[Stored data]
------------------------------------------------------------------------

Issue #8743, opened 2025-06-27
Vulkan Validation Error during vkFlushMappedMemoryRange


tquante:
### Version/Branch of Dear ImGui:

Version 1.92, Branch: docking

### Back-ends:

any vulkan example backend

### Compiler, OS:

fedora 42 + gcc15.1.1

### Details:

While running with enabled validation layers (vulkansdk 1.3.290) i get the following validation error:

VUID-VkMappedMemoryRange-size-01390(ERROR / SPEC): msgNum: -582062709 - Validation Error: [ VUID-VkMappedMemoryRange-size-01390 ] Object 0: handle = 0xb702df00000009d3, type = VK_OBJECT_TYPE_DEVICE_MEMORY; | MessageID = 0xdd4e6d8b | vkFlushMappedMemoryRanges(): pMemoryRanges[0].size (39816) is not a multiple of VkPhysicalDeviceLimits::nonCoherentAtomSize (64) and offset + size (0 + 39816 = 39816) not equal to the memory size (39824). The Vulkan spec states: If size is not equal to VK_WHOLE_SIZE, size must either be a multiple of VkPhysicalDeviceLimits::nonCoherentAtomSize, or offset plus size must equal the size of memory (https://vulkan.lunarg.com/doc/view/1.3.290.0/linux/1.3-extensions/vkspec.html#VUID-VkMappedMemoryRange-size-01390)
    Objects: 1
        [0] 0xb702df00000009d3, type: 8, name: NULL

this is caused by line 816 in imgui_iml_vulkan.cpp. The allocation itself is larger than requested due to alignment requirements. Therefore upload_size is smaller than the full size of the buffer.

The issue can be fixed by increasing the upload_size with
```
VkDeviceSize upload_size = upload_h * upload_pitch;
VkDeviceSize upload_size_aligned = AlignBufferSize( upload_size, bd->nonCoherentAtomSize);
```
and using this aligned size instead of upload_size.

The value of nonCoherentAtomSize is device dependent and constant. Therefore i think it should be cached during initialization of the backend data. 

### Minimal, Complete and Verifiable Example code:

This is reproducible by using any of the vulkan examples provided by dear imgui, enabling validation layers and forcing font texture updates.

ocornut:
Hello,
Thanks for the notice.
Could you provide a pull request for this?

ocornut:
Merged 8e3aac5.

PR #8744, opened 2025-06-27
fix: use nonCoherentAtomSize to align upload_size

tquante:
If not aligned upload_size can be smaller than the current alloaction -> WHOLE_SIZE precondition fails -> error

This pull request fixes issue #8743


ocornut:
Thank you. Merged as 8e3aac5 (used same variable and applied 3 coding style tweaks).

------------------------------------------------------------------------

Activity =
Would you return, unchanged, the lines from the one containing "[0] 0xb702df00000009d3, type: 8, name: NULL" through the end of the entries?

Answer for the task =
        [0] 0xb702df00000009d3, type: 8, name: NULL

this is caused by line 816 in imgui_iml_vulkan.cpp. The allocation itself is larger than requested due to alignment requirements. Therefore upload_size is smaller than the full size of the buffer.

The issue can be fixed by increasing the upload_size with
```
VkDeviceSize upload_size = upload_h * upload_pitch;
VkDeviceSize upload_size_aligned = AlignBufferSize( upload_size, bd->nonCoherentAtomSize);
```
and using this aligned size instead of upload_size.

The value of nonCoherentAtomSize is device dependent and constant. Therefore i think it should be cached during initialization of the backend data. 

### Minimal, Complete and Verifiable Example code:

This is reproducible by using any of the vulkan examples provided by dear imgui, enabling validation layers and forcing font texture updates.

ocornut:
Hello,
Thanks for the notice.
Could you provide a pull request for this?

ocornut:
Merged 8e3aac5.

PR #8744, opened 2025-06-27
fix: use nonCoherentAtomSize to align upload_size

tquante:
If not aligned upload_size can be smaller than the current alloaction -> WHOLE_SIZE precondition fails -> error

This pull request fixes issue #8743


ocornut:
Thank you. Merged as 8e3aac5 (used same variable and applied 3 coding style tweaks).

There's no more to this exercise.